Start of Block
PR #781, opened 2025-02-05
refactor: put node hasher in charge of labeling nodes and determining kinds

rphmeier:
1. Export a couple more things from the NOMT crate root that make it possible to implement a NodeHasher
2. Make determining the node kind a function of the NodeHasher, and give the NodeHasher the responsibility of labeling nodes.

### DIFF
--- a/examples/witness_verification/src/main.rs
+++ b/examples/witness_verification/src/main.rs
@@ -1,7 +1,7 @@
 use anyhow::Result;
 use nomt_core::{
     proof,
-    trie::{LeafData, NodeHasher},
+    trie::{self, LeafData, Node, NodeHasher, NodeKind, TERMINATOR},
 };
 
 // Hash nodes using blake3. The Hasher below will be utilized in the witness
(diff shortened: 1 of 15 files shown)


rphmeier:
* **#781** <a href="https://app.graphite.dev/github/pr/thrumdev/nomt/781?utm_source=stack-comment-icon" target="_blank">Graphite</a> 👈 <a href="https://app.graphite.dev/github/pr/thrumdev/nomt/781?utm_source=stack-comment-view-in-graphite" target="_blank">(View in Graphite)</a>
* `master`


<h2></h2>

examples/witness_verification/src/main.rs
```diff
@@ -10,8 +10,36 @@ use nomt_core::{
...
+    }
+
+    fn node_kind(node: &Node) -> NodeKind {
+        if node[0] >> 7 == 1 {
+            NodeKind::Leaf
+        } else if node == &TERMINATOR {
+            NodeKind::Terminator
+        } else {
+            NodeKind::Internal
+        }
```
pepyakin, line 42: As this is an example it will be good to mention why we are doing all of that stuff.

1. Why are implementing a node hasher here ourselves? Just to demonstrate. Although arguably we might need to use a separate example for that.
2. Why is the code doing what it does? We should probably mention what's the deal with that but direct the user for more details to the rustdoc?

rphmeier: I will follow up with a bit more refactoring. But actually we do it here because `Blake3Hasher` isn't exposed from `nomt-core`.

PR #790, opened 2025-02-07
feat(torture): unify exec commit and commit crash

gabriele-0201:
The unification of the two has the side effect of handling
ENOSPC errors also for commits that are expected to crash.

### DIFF
--- a/torture/src/supervisor/workload.rs
+++ b/torture/src/supervisor/workload.rs
@@ -414,101 +414,96 @@ impl Workload {
             }
         }
 
-        if self.state.rng.gen_bool(self.state.biases.commit_crash) {
-            self.exercise_commit_crashing(&rr).await?;
-        } else {
-            self.exercise_commit(&rr).await?;
-        }
+        let should_crash = self.state.rng.gen_bool(self.state.biases.commit_crash);
+        self.exercise_commit(&rr, should_crash).await?;
 
         Ok(())
     }
 
     /// Commit a changeset.
-    async fn exercise_commit(&mut self, rr: &comms::RequestResponse) -> anyhow::Result<()> {
-        trace!("exercising commit");
+    async fn exercise_commit(
+        &mut self,
+        rr: &comms::RequestResponse,
+        should_crash: bool,
+    ) -> anyhow::Result<()> {
+        let should_crash = if should_crash {
+            trace!("exercising commit crash");
+            Some(self.get_crash_delay())
+        } else {
+            trace!("exercising commit");
+            None
+        };
 
+        // Generate a changeset and the associated snapshot
         let (snapshot, changeset) = self.state.gen_commit();
-        let ToSupervisor::CommitResponse { elapsed, outcome } = rr
+        let commit_response = rr
             .send_request(crate::message::ToAgent::Commit(
                 crate::message::CommitPayload {
                     changeset: changeset.clone(),
-                    should_crash: None,
+                    should_crash,
                 },
             ))
-            .await?
-        else {
-            return Err(anyhow::anyhow!("Commit did not execute successfully"));
+            .await?;
+
+        let is_applied = if should_crash.is_some() {
+            let ToSupervisor::Ack = commit_response else {
+                return Err(anyhow::anyhow!("Commit crash did not execute successfully"));
+            };
+
+            self.wait_for_crash().await?;
+
+            // During a commit crash, every type of error could happen.
+            // However the agent will be respawned, so it will just
+            // make sure the changeset was correctly applied or reverted.
+            self.spawn_new_agent().await?;
+            let agent = self.agent.as_ref().unwrap();
+            let rr = agent.rr().clone();
+
+            // Sample the agent to make sure the changeset was correctly applied or reverted.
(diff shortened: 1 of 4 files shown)


gabriele-0201:
* **#792** <a href="https://app.graphite.dev/github/pr/thrumdev/nomt/792?utm_source=stack-comment-icon" target="_blank">Graphite</a>
* **#791** <a href="https://app.graphite.dev/github/pr/thrumdev/nomt/791?utm_source=stack-comment-icon" target="_blank">Graphite</a>
* **#790** <a href="https://app.graphite.dev/github/pr/thrumdev/nomt/790?utm_source=stack-comment-icon" target="_blank">Graphite</a> 👈 <a href="https://app.graphite.dev/github/pr/thrumdev/nomt/790?utm_source=stack-comment-view-in-graphite" target="_blank">(View in Graphite)</a>
* `master`


<h2></h2>

torture/src/supervisor/workload.rs
```diff
@@ -414,43 +414,107 @@ impl Workload {
...
-        else {
-            return Err(anyhow::anyhow!("Commit did not execute successfully"));
+            .await?;
+
+        // Ensure that the outcome is what we expect.
+        if should_crash.is_some() {
+            self.wait_for_crash().await?;
+            let ToSupervisor::Ack = commit_response else {
+                return Err(anyhow::anyhow!("Commit crash did not execute successfully"));
+            };
```
pepyakin, line 453: IMO it's kind of weird that first we wait for the crash and only then check the response 🤷

torture/src/supervisor/workload.rs
```diff
@@ -414,43 +414,107 @@ impl Workload {
...
+
+            self.ensure_outcome_validity(rr, &outcome).await?;
+
+            if matches!(outcome, crate::message::Outcome::Success) {
+                self.n_successfull_commit += 1;
+                self.tot_commit_time += elapsed;
+            }
         };
 
+        // Udpate RequestResponse, the agent could have been respawned.
```
pepyakin, line 472:
```suggestion
        // Update RequestResponse, the agent could have been respawned.
```

although this particular action is often referred as "reload", so a better version would be

```suggestion
        // Reload RequestResponse, the agent could have been respawned.
```

torture/src/supervisor/workload.rs
```diff
@@ -414,43 +414,107 @@ impl Workload {
...
+        let agent = self.agent.as_ref().unwrap();
+        let rr = agent.rr().clone();
+
+        // Sample the agent to make sure the changeset was correctly applied or reverted.
+        let agent_sync_seqn = rr.send_query_sync_seqn().await?;
+        if snapshot.sync_seqn != agent_sync_seqn {
```
pepyakin, line 478: ❗️

Shouldn't we expect, for example, that if the commit succeeded then the sync_seqn should actually be equal to `snapshot.sync_seqn`?

torture/src/supervisor/workload.rs
```diff
@@ -414,43 +414,107 @@ impl Workload {
...
-                    return Err(anyhow::anyhow!("Commit should have failed with ENOSPC"));
+                    return Err(anyhow::anyhow!("Operation should have failed with ENOSPC"));
                 }
             }
-            crate::message::CommitOutcome::StorageFull => {
+            crate::message::Outcome::StorageFull => {
                 // The commit failed due to `ENOSPC`.
                 if !self.enabled_enospc {
-                    return Err(anyhow::anyhow!("Commit should have succeeded"));
+                    return Err(anyhow::anyhow!("Operation should have succeeded"));
```
pepyakin, line 517: If so, then update the comment just above.

pepyakin (approved):

torture/src/supervisor/workload.rs
gabriele-0201: Thanks for noticing this. Definitely, the check for response needs to be placed before waiting for the crash

torture/src/supervisor/workload.rs
gabriele-0201: Yes, we expected that. The current if-else statement doesn't properly cover all expected and unexpected cases. Now that you've let me think more about that, I will update it with:

```rust
        // Sample the agent to make sure the changeset was correctly applied or reverted.
        let agent_sync_seqn = rr.send_query_sync_seqn().await?;
        if snapshot.sync_seqn == agent_sync_seqn {
            // The changeset is expected to be applied, the commit succeeded.
            self.ensure_changeset_applied(&rr, &changeset).await?;
            self.state.commit(snapshot);
        } else if self.state.committed.sync_seqn == agent_sync_seqn {
            // The changeset is expected to be reverted, the commit crashed.
            self.ensure_changeset_reverted(&rr, &changeset).await?;
        } else {
            return Err(anyhow::anyhow!("Unexpected agent sync_seqn"));
        }

```

pepyakin:
### Merge activity

* **Feb 15, 2:32 AM EST**: A user started a stack merge that includes this pull request via [Graphite](https://app.graphite.dev/github/pr/thrumdev/nomt/790).

PR #795, opened 2025-02-10
fix(seglog): `pop_front` in memory log when pruning

gabriele-0201:
when `self.shared.max_rollback_log_len` is reached and rollback delta
needs to be pruned from the front, `prune_to_new_start_live` will be the
`RecordId` just after the oldest delta in memory, thus `pop_front` is required.

Closes THR-118

### DIFF
--- a/nomt/src/rollback/mod.rs
+++ b/nomt/src/rollback/mod.rs
@@ -83,6 +83,10 @@ impl InMemory {
         self.log.pop_back()
     }
 
+    fn pop_front(&mut self) -> Option<(RecordId, Delta)> {
+        self.log.pop_front()
+    }
+
     // Returns the total number of deltas, including the staged one.
     fn total_len(&self) -> usize {
         self.log.len()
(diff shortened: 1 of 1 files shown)


gabriele-0201:
* **#795** <a href="https://app.graphite.dev/github/pr/thrumdev/nomt/795?utm_source=stack-comment-icon" target="_blank">Graphite</a> 👈 <a href="https://app.graphite.dev/github/pr/thrumdev/nomt/795?utm_source=stack-comment-view-in-graphite" target="_blank">(View in Graphite)</a>
* `master`


<h2></h2>

pepyakin (approved):
Nice, thanks.

This suggests that we might need to consider to change the reminology from front/back to something like `push_recent` and `pop_oldest`. It's vecdeque who cannot afford this, and we, working in the specific domain, can.

Would you be open to file a test for this case, while your wet caches are warm?

gabriele-0201:
Yes, I will address renaming and tests in a follow up!

PR #797, opened 2025-02-10
feat: wait for shutdown

pepyakin:
This changeset stops `Nomt::drop` from returning until all the IO
workers finished. Also, this only releases flock on the database
directory only after the IO workers finished.

This matters when creating a NOMT instance right after shutting down the
previous one, as might happen upon recovery after poisoning.


gabriele-0201 (commented):
I think that this pull request will be okay after addressing just two things: the possible failure of the assertion I explained in the comment, and also after what we discussed privately, a requalification of the pull request to make its title and description more toward "Wait for all pending I/O requests before dropping"

pepyakin:
### Merge activity

* **Feb 12, 3:29 AM EST**: A user started a stack merge that includes this pull request via [Graphite](https://app.graphite.dev/github/pr/thrumdev/nomt/797).

PR #800, opened 2025-02-11
refactor(page_cache): introduce a sub-cache for merkle pages below a fixed depth

rphmeier:
This puts all pages with level <= 3 into a "fixed level cache" hash-map.
Cache eviction will never remove these pages and they can only be removed if the page itself is deleted.

This will be followed up by a PR for prepopulation.

### DIFF
--- a/nomt/src/page_cache.rs
+++ b/nomt/src/page_cache.rs
@@ -14,12 +14,15 @@ use nomt_core::{
     trie::Node,
 };
 use parking_lot::{Mutex, RwLock};
-use std::{fmt, num::NonZeroUsize, sync::Arc};
+use std::{collections::HashMap, fmt, num::NonZeroUsize, sync::Arc};
 
 // Total number of nodes stored in one Page. It depends on the `DEPTH`
 // of the rootless sub-binary tree stored in a page following this formula:
 // (2^(DEPTH + 1)) - 2
 pub const NODES_PER_PAGE: usize = (1 << DEPTH + 1) - 2;
+
+// The fixed number of levels we always preserve in-memory.
+const FIXED_LEVELS: usize = 3;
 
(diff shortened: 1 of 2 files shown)


nomt/src/page_cache.rs
```diff
@@ -14,13 +14,16 @@ use nomt_core::{
...
-use std::{fmt, num::NonZeroUsize, sync::Arc};
+use std::{collections::HashMap, fmt, num::NonZeroUsize, sync::Arc};
 
 // Total number of nodes stored in one Page. It depends on the `DEPTH`
 // of the rootless sub-binary tree stored in a page following this formula:
 // (2^(DEPTH + 1)) - 2
 pub const NODES_PER_PAGE: usize = (1 << DEPTH + 1) - 2;
 
+// The fixed number of levels we always preserve in-memory.
+const FIXED_LEVELS: usize = 3;
```
pepyakin, line 25: This is slightly wrong.

If the root is the 0th level, we still keep 1st, 2nd and the 3rd levels. So the number that figures in the constant is 3 but we keep 4 levels.

nomt/src/page_cache.rs
```diff
@@ -146,11 +149,50 @@ struct CacheShard {
 }
 
 struct CacheShardLocked {
+    // storage for pages in the levels of the tree which we always cache.
+    fixed_level_cache: HashMap<PageId, CacheEntry, FxBuildHasher>,
```
pepyakin, line 153: Nit: "Fixed" is ok, but I wonder if something like pinned would be slightly better?

pepyakin (approved):

pepyakin:
### Merge activity

* **Feb 12, 3:48 AM EST**: A user started a stack merge that includes this pull request via [Graphite](https://app.graphite.dev/github/pr/thrumdev/nomt/800).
End of Block
Total lines holding "happen" in the records: report this figure alone.

2